I sat down with Elizabeth Palladino PT, DPT, a recent graduate of The University of Scranton (#FreshPT), who completed a clinical rotation on the Navajo Indian Reservation. She worked at facilitates which are part of the Fort Defiance Indian Hospital Board including Tséhootsooí Medical Center in Fort Defiance, Arizona and Nahata Dziil Health Clinic in Sanders, AZ. In our interview, Elizabeth discusses the opportunity she was given to treat and learn about the Physical Therapy profession in a unique clinical environment.
What was the practice setting and clinical environment like?
What was the dynamic of your clinical? (Was there one main facility, many facilities, how many disciplines were present on site?)
TMC was the main facility with a satellite clinic, Nahata Dziil Health Clinic, located about an hour away. TMC provides acute care and pharmacy services as well as an outpatient clinic for physical, occupational, and speech therapy. TMC also has a Mobile Health Clinic, which includes clinics such as rheumatology, women’s health, elder wellness, flu clinics, and sports and school physicals.

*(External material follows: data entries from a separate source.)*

PR #581, opened 2019-12-13
Avoid scalars and immutable Parameter<> fields.

pschuh:
Scalars participating in vjps become "scalarized()" which become host transfers.
let Parameter values cannot be written to via key-path-iterable.

### DIFF
--- a/Sources/TensorFlow/Layers/Normalization.swift
+++ b/Sources/TensorFlow/Layers/Normalization.swift
@@ -33,9 +33,9 @@ public struct BatchNorm<Scalar: TensorFlowFloatingPoint>: Layer {
     /// The variance epsilon value.
     @noDerivative public let epsilon: Scalar
     /// The running mean.
-    @noDerivative public let runningMean: Parameter<Scalar>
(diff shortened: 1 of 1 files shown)


Sources/TensorFlow/Layers/Normalization.swift
```diff
@@ -85,12 +85,13 @@ public struct BatchNorm<Scalar: TensorFlowFloatingPoint>: Layer {
           var normalizedAxes = Array(0..<input.rank)
           normalizedAxes.remove(at: positiveAxis)
           let moments = input.moments(alongAxes: normalizedAxes)
-          runningMean.value += (moments.mean - runningMean.value) * (1 - momentum)
-          runningVariance.value += (moments.variance - runningVariance.value) * (1 - momentum)
-          let inv = rsqrt(moments.variance + epsilon) * scale
+          let decayMomentum = Tensor<Scalar>(1 - momentum)
```
dan-zheng: Could you please try removing the explicit `<Scalar>` generic parameter for consistency with other code?
I believe it can be inferred.
```suggestion
          let decayMomentum = Tensor(1 - momentum)
```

What about health insurance on the reservation was different from what may be seen in many other PT locations if anything? (# of visit, coverage?)
Unlike other facilities, patients were able to receive an unlimited number of PT visits through a contract and compact with Indian Health Service (IHS), which is “The Federal Health Program for American Indians and Alaska Natives.” Those with chronic diseases and disorders truly benefited, allowing their care to be unrestricted by an allotted number of visits, which is a problem commonly seen in facilities elsewhere today.

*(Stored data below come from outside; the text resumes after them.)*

PR #583, opened 2019-12-13
Add categorical intializer for Tensor

xihui-wu:
This PR introduces capability of drawing samples from a categorical distribution into Tensor's intializer.

### DIFF
--- a/Sources/TensorFlow/Initializers.swift
+++ b/Sources/TensorFlow/Initializers.swift
@@ -453,6 +453,31 @@ public extension Tensor where Scalar: TensorFlowFloatingPoint {
     }
 }
 
+public extension Tensor where Scalar: TensorFlowIndex {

How many patients did you treat each day?
On average, I saw between 8 to 12 patients a day. It was common for patients to miss their appointments secondary to reasons including, but not limited to, transportation difficulties, adverse weather conditions, family responsibilities, and accidental no-shows. During my time at the two facilities, I primarily saw middle-aged adults, with slightly more females than males. There were also pediatric, adolescent, and geriatric patients.
What were the most common diagnoses you treated?

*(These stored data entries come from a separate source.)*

Issue #562, opened 2019-11-20
Add linear algebra operations and their derivatives


dan-zheng:
Swift for TensorFlow should provide standard linear algebra operations from [`tf.linalg`](https://www.tensorflow.org/api_docs/python/tf/linalg)/[`np.linalg`](https://docs.scipy.org/doc/numpy-1.13.0/reference/routines.linalg.html).

Some of these operations are already accessible via [TensorFlow bindings](https://github.com/tensorflow/swift-apis/blob/master/Sources/TensorFlow/Bindings/RawOpsGenerated.swift): `_Raw.cholesky`, `_Raw.choleskyGrad`.

Reference TensorFlow derivative implementations: https://github.com/tensorflow/tensorflow/blob/master/tensorflow/python/ops/linalg_grad.py

Mirror of [TF-980](https://bugs.swift.org/browse/TF-980).

awav:
This is not a full list of operations, but it would be good to start with this:

- [ ] Norm
- [ ] Trace
- [ ] Cholesky
- [ ] Triangular Solve
- [ ] Cholesky Solve
- [ ] Diag (make a [batch] tensor from [batch] diagonal)
- [ ] Diag Part (extract [batch] diagonal)
- [ ] Einsum
- [ ] Eye
- [ ] Logdet
- [ ] Eigh

awav:
@dan-zheng , how can I add a new binding [here](https://github.com/tensorflow/swift-apis/blob/master/Sources/TensorFlow/Bindings/RawOpsGenerated.swift)?

Shashi456:
@awav you can't add new bindings in that file, You can check where how its generated [here](https://github.com/tensorflow/swift-apis/tree/master/Sources/TensorFlow/Bindings).

awav:
@Shashi456 , yeah, I've checked it. But, it is not clear why for e.g. "TriangularSolve" is not reflected in the [RawOpsGenerated.swift](https://raw.githubusercontent.com/tensorflow/swift-apis/master/Sources/TensorFlow/Bindings/RawOpsGenerated.swift) file, but "TriangularSolve" is in the [ops.pbtxt](https://github.com/tensorflow/tensorflow/blob/master/tensorflow/core/ops/ops.pbtxt). Does S4TF uses different protobuf file?

jon-tow:
Hey @awav. I believe `triangular_solve` is aliased under `matrixTriangularSolve`.

dan-zheng:
[...]

PR #586, opened 2019-12-19
[Linear Algebra] Trace operator

awav:
The PR adds `trace` linear operator https://github.com/tensorflow/swift-apis/issues/562.

### DIFF
--- a/Sources/TensorFlow/Operators/LinearAlgebra.swift
+++ b/Sources/TensorFlow/Operators/LinearAlgebra.swift
@@ -107,11 +107,10 @@ internal extension Tensor where Scalar: TensorFlowFloatingPoint {
 }
 
 /// Computes the trace of an optionally batched matrix.
-/// The trace is the the sum along the main diagonal of an optionally batched matrix.
+/// The trace is the the sum along the main diagonal of each inner-most matrix.
 ///
 /// The input is a tensor with shape `[..., M, N]`.
-/// The output is a tensor with shape `[...]`. The main diagonal of a matrix has
-/// `min(M, N)` length, in cases when `N` does not equal `M`.
+/// The output is a tensor with shape `[...]`.
 ///
 /// - Parameter matrix: A tensor of shape `[..., M, N]`.
 /// - Precondition: `matrix` must be a tensor with shape `[..., M, N]`.
--- a/Sources/TensorFlow/Operators/LinearAlgebra.swift
+++ b/Sources/TensorFlow/Operators/LinearAlgebra.swift
@@ -110,15 +110,15 @@ internal extension Tensor where Scalar: TensorFlowFloatingPoint {
 /// Returns the sum along the main diagonal of [batched] matrix.
 ///
 /// The input has to be [batched] square matrix.
-/// When the input is a tensor of shape `[..., M, M]` then the output is a tensor
+/// When the input is a tensor of shape `[..., M, N]` then the output is a tensor
 /// with dimensions `[...]`
 ///
-/// - Parameter matrix: A tensor of shape `[..., M, M]`
+/// - Parameter matrix: A tensor of shape `[..., M, N]`
+/// - Precondition: The [batched] matrix rank must be greater or equal 2.
 @inlinable
 @differentiable(wrt: matrix where T: TensorFlowFloatingPoint)
 public func trace<T: TensorFlowNumeric>(_ matrix: Tensor<T>) -> Tensor<T> {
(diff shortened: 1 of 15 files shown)


Sources/TensorFlow/Operators/LinearAlgebra.swift
```diff
@@ -106,6 +106,23 @@ internal extension Tensor where Scalar: TensorFlowFloatingPoint {
...
 
+/// Computes the trace of an input tensor.
+/// Returns the sum along the main diagonal of [batched] matrix.
+///
+/// The input has to be [batched] square matrix.
+/// When the input is a tensor of shape `[..., M, M]` then the output is a tensor
+/// with dimensions `[...]`
+///
+/// - Parameter matrix: A tensor of shape `[..., M, M]`
+
```
saeta: Nit: Could you please remove the extra newline here?

eaplatanios:
Thanks @awav! You could also add the preconditions in the doc string using `- Precondition:`. We have not been consistent in doing that so far, but I think it helps to have them there.

Sources/TensorFlow/Operators/LinearAlgebra.swift
```diff
@@ -106,6 +106,22 @@ internal extension Tensor where Scalar: TensorFlowFloatingPoint {
...
+/// The input has to be [batched] square matrix.
+/// When the input is a tensor of shape `[..., M, M]` then the output is a tensor
+/// with dimensions `[...]`
+///
+/// - Parameter matrix: A tensor of shape `[..., M, M]`
+@inlinable
+@differentiable(wrt: matrix where T: TensorFlowFloatingPoint)
+public func trace<T: TensorFlowNumeric>(_ matrix: Tensor<T>) -> Tensor<T> {
+    precondition(matrix.rank >= 2, "The tensor must have at least rank 2.")
+    precondition(matrix.shape[matrix.rank - 1] == matrix.shape[matrix.rank - 2], "Squared [batched] matrix expected")
```
dan-zheng: Python TensorFlow doesn't seem to have a "square matrix" requirement:
```python
import tensorflow as tf
print(tf.__version__) # 2.0.0-beta1
x = tf.constant([[1, 2], [3, 4], [5, 6]])
print(x.shape) # (3, 2), not square
print(tf.linalg.trace(x)) # tf.Tensor(5, shape=(), dtype=int32)
```
[The documentation for `tf.linalg.trace`](https://www.tensorflow.org/api_docs/python/tf/linalg/trace) suggests the same: inputs with shape `[..., M, N]` are supported.

Did you add this precondition for a reason? I think lifting the precondition and matching TensorFlow's behavior would be good, as a rule of thumb.

awav: From, https://en.wikipedia.org/wiki/Trace_(linear_algebra)

> **The trace is only defined for a square matrix (n × n).**

TensorFlow is wrong :)

dan-zheng: This brings us to the question of whether we should match the behavior of Python TensorFlow (for exact reproducibility, which is an important use case and may affect model convergence), or pursue different, more sensible/correct behavior.

In this case, adding an additional precondition seems "safe", because it doesn't lead to silently different computation results compared with Python TensorFlow. There aren't yet users of `trace` that want it to work for non-square matrices. So adding the precondition sounds good to me!

---

Another scenario: I recall a previous discussion with @eaplatanios about using a different (more mathematically correct?) derivative implementation for a particular function than Python TensorFlow. We decided against that change because it does lead to different computation results compared with Python TensorFlow, breaking exact reproducibility.

awav: Apparently, the numpy does the same mistake... or a feature... Should I remove that condition then?

dan-zheng: > Apparently, the numpy does the same mistake... or a feature... Should I remove that condition then?

Ah. In that case, could you please remove the precondition and update doc comments?
(Mentions of "square matrix" should be removed, and `M, M` should be replaced with `M, N`.)

awav: done.

dan-zheng: Thanks! I made minor edits in https://github.com/tensorflow/swift-apis/pull/586/commits/c1407b673a5e89a3078c57f27facf9bb1d7b713d, hope you don't mind.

Many of the patients had orthopedic injuries or disorders, such as rotator cuff impingement, ligament sprains, or piriformis syndrome. Low back pain was by far the most common general diagnosis seen at both of the clinics. My clinical instructor specialized in pelvic floor PT, so there were many patients who were treated for urinary incontinence. Other, less common, diagnoses included Guillain-Barre Syndrome, spastic diplegia, and Noonan Syndrome.
How large of a factor did education for health wellness & prevention play a role into your treatments?
Education for wellness and prevention occurred on a daily basis with just about every patient. American Indians and Alaska Natives have a high rate of type 2 diabetes, which as we know, can be associated with many other comorbidities and risk factors. I often discussed possible impairments resulting from a sedentary lifestyle as well as ways to maintain an active, healthy routine. As with choosing different interventions, education had to be individualized and meaningful to each patient in order to make a positive impact. I also spent a great deal of time educating patients on the anatomy and risk factors related to their injuries, disorders, or diseases. In return, patients became increasingly mindful of their bodies.
What was the most interesting thing you learned about our profession in this setting?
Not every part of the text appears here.